*Dataset content*
PR #4822, opened 2026-03-22
Add custom parameters "urlexpiry" and "expirywindow" for the S3 driver.

### LINKED ISSUE #4175: Make AWS S3 expiryWindow configurable to avoid S3 400 Bad Request
We got 400 Bad request returned by S3 complaining token expired when accessing S3 with the presigned URL due to S3 token expired due to ec2RoleProvider default expiryWindow to be 5minute.

So the secret token used to presign URL will not be refreshed until 5 minutes prior to expiration. In the worst case the client pull layers have only 5 minutes to complete, this could be a problem for larger layers or slower network.

image

https://github.com/aws/aws-sdk-go/blob/1371ed99dade3fe52505d9bdcc945f7adecf9810/aws/defaults/defaults.go#L250

Is it possible to consider taking an option for AWS to configure the expiryWindow?
image

If the idea sounds reasonable, we are happy to make a PR for this

jiaxinonly:
Fixes #4175

## Problem

When using IAM role credentials on EC2, the S3 driver uses a hardcoded
5-minute `ExpiryWindow` for credential refresh, and a hardcoded 20-minute
presigned URL expiry. This can cause 400 Bad Request errors from S3 when
downloading large layers over slow networks.

## Changes

- Add `expirywindow` parameter (integer, minutes, default: 5) to configure
  how early IAM credentials are refreshed before expiry. Only applies when
  using IAM role (no static accesskey/secretkey configured).
- Add `urlexpiry` parameter (integer, minutes, default: 20) to configure
  the expiry duration of presigned redirect URLs.

## Example configuration

storage:
  s3:
    region: us-east-1
    bucket: my-bucket
    expirywindow: 20
    urlexpiry: 60

### DIFF
--- a/docs/content/storage-drivers/s3.md
+++ b/docs/content/storage-drivers/s3.md
@@ -37,6 +37,8 @@ Amazon S3 or S3 compatible services for object storage.
 | `usefipsendpoint` | no | Use AWS FIPS endpoints for S3 API operations. |
 | `objectacl`  | no | The S3 Canned ACL for objects. The default value is "private". |
 | `loglevel`  | no | The log level for the S3 client. The default value is `off`. |
+| `urlexpiry` | no | The duration for which pre-signed URLs are valid. Accepts Go duration format. The default is `20m`. |
+| `expirywindow` | no | The time window before IAM credentials expire at which the driver will refresh them. Accepts Go duration format. The default is `5m`. |
 
 > **Note** You can provide empty strings for your access and secret keys to run the driver
 > on an ec2 instance and handles authentication with the instance's credentials. If you
@@ -82,6 +84,10 @@ Amazon S3 or S3 compatible services for object storage.
 `objectacl`: (optional) The canned object ACL to be applied to each registry object. Defaults to `private`. If you are using a bucket owned by another AWS account, it is recommended that you set this to `bucket-owner-full-control` so that the bucket owner can access your objects. Other valid options are available in the [AWS S3 documentation](https://docs.aws.amazon.com/AmazonS3/latest/dev/acl-overview.html#canned-acl).
 
 `loglevel`: (optional) Valid values are: `off` (default), `debug`, `debugwithsigning`, `debugwithhttpbody`, `debugwithrequestretries`, `debugwithrequesterrors` and `debugwitheventstreambody`. See the [AWS SDK for Go API reference](https://docs.aws.amazon.com/sdk-for-go/api/aws/#LogLevelType) for details.
+
+`urlexpiry`: (optional) The expiry duration for pre-signed S3 redirect URLs. When the registry redirects a pull request to S3, it generates a pre-signed URL with this expiry time. Accepts Go duration format (e.g., `20m`, `30m`, `1h`). Defaults to `20m`. Increase this value if clients experience URL expiration errors during large image pulls over slow connections.
+
+`expirywindow`: (optional) The time window before IAM role credentials expire at which the driver will proactively refresh them. This helps avoid S3 `400 Bad Request` errors caused by credentials expiring mid-request, especially when using pre-signed URLs. Accepts Go duration format (e.g., `5m`, `10m`). Defaults to `5m`. Increase this value if you observe intermittent token expiration errors on EC2 instances using IAM roles.
 
 ## S3 permission scopes
 
--- a/registry/storage/driver/s3-aws/s3.go
+++ b/registry/storage/driver/s3-aws/s3.go
@@ -20,6 +20,7 @@ import (
 	"io"
 	"math"
 	"net/http"
+	"os"
 	"path/filepath"
 	"slices"
 	"sort"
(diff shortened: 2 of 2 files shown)


jiaxinonly:
Can someone approve this?

milosgajdos:
You need to sign your commit @jiaxinonly

jiaxinonly:
Is it ready now?

milosgajdos:
Nope, CI fails; you need to fix the lint

jiaxinonly:
Sorry, I'm not very familiar with pr. Now, ci should be fine.

milosgajdos:
This will need to be documented so we can display it in https://distribution.github.io/distribution/storage-drivers/s3/

docs/content/storage-drivers/s3.md
```diff
@@ -37,6 +37,8 @@ Amazon S3 or S3 compatible services for object storage.
 | `usefipsendpoint` | no | Use AWS FIPS endpoints for S3 API operations. |
 | `objectacl`  | no | The S3 Canned ACL for objects. The default value is "private". |
 | `loglevel`  | no | The log level for the S3 client. The default value is `off`. |
+| `urlexpiry` | no | The duration for which pre-signed URLs are valid. Accepts Go duration format. The default is `20m`. |
```
milosgajdos, line 40: this does NOT match the implementation which uses `getParameterAsInteger` 

https://github.com/distribution/distribution/blob/8b2870824b4f3f59517b6cb980e025f965ca03d2/registry/storage/driver/s3-aws/s3.go#L416-L427

that code does `fmt.Sscanf()`, so Im not sure how passing `20m` can possibly work with it - seems we always fallthrough to the default value there:
```Go
	expiryWindow := params.ExpiryWindow
	if expiryWindow <= 0 {
		expiryWindow = 5 * time.Minute
	}
```

We should parse actual `time.Duration` here not integers if we want this feature toe behave as per this doc

docs/content/storage-drivers/s3.md
```diff
@@ -37,6 +37,8 @@ Amazon S3 or S3 compatible services for object storage.
...
+| `expirywindow` | no | The time window before IAM credentials expire at which the driver will refresh them. Accepts Go duration format. The default is `5m`. |
```
milosgajdos, line 41: Same comment as above; this only works because we fall through to defaults

```Go
	expiryWindow := params.ExpiryWindow
	if expiryWindow <= 0 {
		expiryWindow = 5 * time.Minute
	}
```

registry/storage/driver/s3-aws/s3.go
```diff
@@ -1556,3 +1604,34 @@ func (w *writer) done() error {
...
+func newRemoteCredProvider(cfg aws.Config, handlers request.Handlers, expiryWindow time.Duration) credentials.Provider {
+	if u := os.Getenv("AWS_CONTAINER_CREDENTIALS_FULL_URI"); len(u) > 0 {
+		return endpointcreds.NewProviderClient(cfg, handlers, u,
+			func(p *endpointcreds.Provider) {
+				p.ExpiryWindow = expiryWindow
+			},
+		)
+	}
+
+	if uri := os.Getenv("AWS_ECS_CONTAINER_METADATA_URI_V4"); len(uri) > 0 {
```
milosgajdos, line 1619: this is a wrong Env var; it should be `AWS_CONTAINER_CREDENTIALS_RELATIVE_URI` see: https://docs.aws.amazon.com/sdkref/latest/guide/feature-container-credentials.html

Also we should make `http://169.254.170.2` a  `const`, rather than hardconding string literal

registry/storage/driver/s3-aws/s3.go
```diff
@@ -494,6 +518,26 @@ func New(ctx context.Context, params DriverParameters) (*Driver, error) {
...
+	// credential chain with the configured ExpiryWindow so tokens are refreshed
+	// before they expire. This avoids S3 400 errors caused by expired tokens.
+	expiryWindow := params.ExpiryWindow
+	if expiryWindow <= 0 {
+		expiryWindow = 5 * time.Minute
+	}
+
+	if params.AccessKey == "" && params.SecretKey == "" {
+		remoteProvider := newRemoteCredProvider(*sess.Config, sess.Handlers, expiryWindow)
+		sess.Config.Credentials = credentials.NewCredentials(&credentials.ChainProvider{
```
milosgajdos, line 531: Hmm, this replaces `sess.Config.Credentials` (when no static keys) with a hand-rolled chain... The session had already resolved credentials — including `AssumeRoleWithWebIdentity` for EKS IRSA (`AWS_WEB_IDENTITY_TOKEN_FILE/AWS_ROLE_ARN`). Discarding it means IRSA pods fall back to the EC2 node role (or fail). This reimplements `defaults.RemoteCredProvider` but omits web identity, so it's strictly less capable than what it replaces.

registry/storage/driver/s3-aws/s3.go
```diff
@@ -1200,7 +1248,7 @@ func directoryDiff(prev, current string) []string {
 
 	parent := current
 	for {
-		parent = filepath.Dir(parent)
+		parent = path.Dir(parent)
```
milosgajdos, line 1251: This seems to be unrelated to this feature.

*Work task*
Would you set down, word for word, the lines from the opening of the entries above through the line with "We got 400 Bad", both included, and no others?

*Response area*
PR #4822, opened 2026-03-22
Add custom parameters "urlexpiry" and "expirywindow" for the S3 driver.

### LINKED ISSUE #4175: Make AWS S3 expiryWindow configurable to avoid S3 400 Bad Request
We got 400 Bad request returned by S3 complaining token expired when accessing S3 with the presigned URL due to S3 token expired due to ec2RoleProvider default expiryWindow to be 5minute.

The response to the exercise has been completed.